Dataset entries:
========================================
PR #1805, opened 2024-04-16
Make checklist stack on md and below

andrewleith:
# Summary | Résumé

This PR updates the go-live checklist at `/services/{service_id}/service-settings/request-to-go-live` to allow it to stack when the viewport gets to `md` or smaller.

## Before
image

## After
image

# Related cards
- https://github.com/cds-snc/notification-planning/issues/1459

- Create a trial service
- Go to the go-live page
- Shrink your window down to less than 768px
- Ensure content stacks instead of overlaps


app/templates/components/task-list.html
```diff
@@ -1,17 +1,17 @@
 {% macro task_list_item(status, label, link) %}
-  <li class="task-list-item">
+  <li class="task-list-item pb-3 md:pb-0">
```
amazingphilippe, line 2: The tailwind classes in this file could be placed in the css file to make it easier to read and reuse

amazingphilippe (changes requested):
I'd like to see all your changes in the css file, I think it will make things easier to maintain. 

Also, I wonder if you considered a flexbox approach that wraps? We could neatly align text to their baseline and not worry about absolute positioning and pixel nudging!

app/templates/components/task-list.html
andrewleith: Yeah I was wondering about that.  We don't seem to be consistent across components. Personally I prefer reducing the mental overhead and not having to switch between css and markup files, but this is a personal preference.

For this particular component, since it already has a css file, I'll go ahead and do it.  How do you do stuff like `md:pb-0` in the css file?

andrewleith:
> I'd like to see all your changes in the css file, I think it will make things easier to maintain.
> 
> Also, I wonder if you considered a flexbox approach that wraps? We could neatly align text to their baseline and not worry about absolute positioning and pixel nudging!

I tried a flexbox approach initially but it broke the custom highlight styles that are part of this component.  The CSS/markup here is fairly complex to pull that off and I didn't think it was worth the time to rebuild all of that in a different way, so I just followed with what they were doing by switching from `position: absolute` to `position: static` on small viewports.

app/templates/components/task-list.html
amazingphilippe: > How do you do stuff like `md:pb-0` in the css file?

You can add those in the `@apply` too! Just needs a recompiling.

andrewleith: Nevermind, I [did it over here](https://github.com/cds-snc/notification-admin/blob/a11y/make-go-live-checklist-stackable/app/assets/stylesheets/tailwind/components/empty-list.css#L17-L18), I'll follow this pattern.

amazingphilippe: Might be easier to just `@apply md:pb-0` here.

amazingphilippe:
> broke the custom highlight styles that are part of this component

Oh! I see. Though would this be broken too?
image

app/templates/components/task-list.html
andrewleith: I ran into this last time I tried this, it wont work:
`([object Object]:[object Object]) /workspaces/notification-admin/app/assets/stylesheets/tailwind/components/task-list.css `@apply` cannot be used with .md\:pb-0 because .md\:pb-0 is nested inside of an at-rule (@media).`

amazingphilippe: Oh no! You are right. This is disappointing... What you have is the recommended way to do this it seems. So lets do it!

andrewleith:
> > broke the custom highlight styles that are part of this component
> 

> Perhaps the highlight shouldn't extend to the status. So I wouldn't sweat it too much. Happy to go with this once the changes are all in the css :)

Hmm yeah missed that one.  Considering this is a use-case that will probably rarely (or never) really be used, I think we should limit how much time we invest in this!

andrewleith:
@amazingphilippe ok all set, the classes have been moved from the markup to the css file!

amazingphilippe (approved):
🚢 (once the tests pass! just a `make format`)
========================================
# WHAT YOU WILL DO:
Copy each line of the records verbatim.

# PROBLEM SOLUTION:
PR #1805, opened 2024-04-16
Make checklist stack on md and below

andrewleith:
# Summary | Résumé

This PR updates the go-live checklist at `/services/{service_id}/service-settings/request-to-go-live` to allow it to stack when the viewport gets to `md` or smaller.

## Before
image

## After
image

# Related cards
- https://github.com/cds-snc/notification-planning/issues/1459

- Create a trial service
- Go to the go-live page
- Shrink your window down to less than 768px
- Ensure content stacks instead of overlaps


app/templates/components/task-list.html
```diff
@@ -1,17 +1,17 @@
 {% macro task_list_item(status, label, link) %}
-  <li class="task-list-item">
+  <li class="task-list-item pb-3 md:pb-0">
```
amazingphilippe, line 2: The tailwind classes in this file could be placed in the css file to make it easier to read and reuse

amazingphilippe (changes requested):
I'd like to see all your changes in the css file, I think it will make things easier to maintain. 

Also, I wonder if you considered a flexbox approach that wraps? We could neatly align text to their baseline and not worry about absolute positioning and pixel nudging!

app/templates/components/task-list.html
andrewleith: Yeah I was wondering about that.  We don't seem to be consistent across components. Personally I prefer reducing the mental overhead and not having to switch between css and markup files, but this is a personal preference.

For this particular component, since it already has a css file, I'll go ahead and do it.  How do you do stuff like `md:pb-0` in the css file?

andrewleith:
> I'd like to see all your changes in the css file, I think it will make things easier to maintain.
> 
> Also, I wonder if you considered a flexbox approach that wraps? We could neatly align text to their baseline and not worry about absolute positioning and pixel nudging!

I tried a flexbox approach initially but it broke the custom highlight styles that are part of this component.  The CSS/markup here is fairly complex to pull that off and I didn't think it was worth the time to rebuild all of that in a different way, so I just followed with what they were doing by switching from `position: absolute` to `position: static` on small viewports.

app/templates/components/task-list.html
amazingphilippe: > How do you do stuff like `md:pb-0` in the css file?

You can add those in the `@apply` too! Just needs a recompiling.

andrewleith: Nevermind, I [did it over here](https://github.com/cds-snc/notification-admin/blob/a11y/make-go-live-checklist-stackable/app/assets/stylesheets/tailwind/components/empty-list.css#L17-L18), I'll follow this pattern.

amazingphilippe: Might be easier to just `@apply md:pb-0` here.

amazingphilippe:
> broke the custom highlight styles that are part of this component

Oh! I see. Though would this be broken too?
image

app/templates/components/task-list.html
andrewleith: I ran into this last time I tried this, it wont work:
`([object Object]:[object Object]) /workspaces/notification-admin/app/assets/stylesheets/tailwind/components/task-list.css `@apply` cannot be used with .md\:pb-0 because .md\:pb-0 is nested inside of an at-rule (@media).`

amazingphilippe: Oh no! You are right. This is disappointing... What you have is the recommended way to do this it seems. So lets do it!

andrewleith:
> > broke the custom highlight styles that are part of this component
> 

> Perhaps the highlight shouldn't extend to the status. So I wouldn't sweat it too much. Happy to go with this once the changes are all in the css :)

Hmm yeah missed that one.  Considering this is a use-case that will probably rarely (or never) really be used, I think we should limit how much time we invest in this!

andrewleith:
@amazingphilippe ok all set, the classes have been moved from the markup to the css file!

amazingphilippe (approved):
🚢 (once the tests pass! just a `make format`)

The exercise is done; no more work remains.